[Supplied data]

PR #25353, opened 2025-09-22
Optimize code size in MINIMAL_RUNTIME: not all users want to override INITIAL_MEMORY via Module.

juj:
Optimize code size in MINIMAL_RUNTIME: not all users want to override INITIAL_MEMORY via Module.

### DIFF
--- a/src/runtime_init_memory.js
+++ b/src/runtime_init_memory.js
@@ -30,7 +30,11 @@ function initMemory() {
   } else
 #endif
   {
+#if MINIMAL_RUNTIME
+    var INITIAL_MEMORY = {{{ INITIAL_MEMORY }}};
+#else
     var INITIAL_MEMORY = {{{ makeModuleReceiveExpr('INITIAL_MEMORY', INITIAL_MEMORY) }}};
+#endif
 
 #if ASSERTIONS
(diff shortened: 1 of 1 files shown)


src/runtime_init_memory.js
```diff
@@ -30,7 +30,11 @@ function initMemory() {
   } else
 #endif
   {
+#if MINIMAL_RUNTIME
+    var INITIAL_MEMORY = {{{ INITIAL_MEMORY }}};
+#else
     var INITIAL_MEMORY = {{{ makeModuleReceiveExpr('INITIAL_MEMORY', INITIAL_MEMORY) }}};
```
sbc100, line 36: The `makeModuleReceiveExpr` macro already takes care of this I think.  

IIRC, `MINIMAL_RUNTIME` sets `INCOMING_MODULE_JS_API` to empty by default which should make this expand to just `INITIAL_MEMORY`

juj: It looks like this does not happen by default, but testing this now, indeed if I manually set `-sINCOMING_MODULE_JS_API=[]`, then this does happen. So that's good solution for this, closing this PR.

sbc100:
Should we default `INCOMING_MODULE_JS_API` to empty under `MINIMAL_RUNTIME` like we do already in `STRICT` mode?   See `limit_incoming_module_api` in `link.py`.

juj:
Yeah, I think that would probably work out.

[Task to carry out] Please transcribe every entry above exactly as it appears.

[Solution for this task]
PR #25353, opened 2025-09-22
Optimize code size in MINIMAL_RUNTIME: not all users want to override INITIAL_MEMORY via Module.

juj:
Optimize code size in MINIMAL_RUNTIME: not all users want to override INITIAL_MEMORY via Module.

### DIFF
--- a/src/runtime_init_memory.js
+++ b/src/runtime_init_memory.js
@@ -30,7 +30,11 @@ function initMemory() {
   } else
 #endif
   {
+#if MINIMAL_RUNTIME
+    var INITIAL_MEMORY = {{{ INITIAL_MEMORY }}};
+#else
     var INITIAL_MEMORY = {{{ makeModuleReceiveExpr('INITIAL_MEMORY', INITIAL_MEMORY) }}};
+#endif
 
 #if ASSERTIONS
(diff shortened: 1 of 1 files shown)


src/runtime_init_memory.js
```diff
@@ -30,7 +30,11 @@ function initMemory() {
   } else
 #endif
   {
+#if MINIMAL_RUNTIME
+    var INITIAL_MEMORY = {{{ INITIAL_MEMORY }}};
+#else
     var INITIAL_MEMORY = {{{ makeModuleReceiveExpr('INITIAL_MEMORY', INITIAL_MEMORY) }}};
```
sbc100, line 36: The `makeModuleReceiveExpr` macro already takes care of this I think.  

IIRC, `MINIMAL_RUNTIME` sets `INCOMING_MODULE_JS_API` to empty by default which should make this expand to just `INITIAL_MEMORY`

juj: It looks like this does not happen by default, but testing this now, indeed if I manually set `-sINCOMING_MODULE_JS_API=[]`, then this does happen. So that's good solution for this, closing this PR.

sbc100:
Should we default `INCOMING_MODULE_JS_API` to empty under `MINIMAL_RUNTIME` like we do already in `STRICT` mode?   See `limit_incoming_module_api` in `link.py`.

juj:
Yeah, I think that would probably work out.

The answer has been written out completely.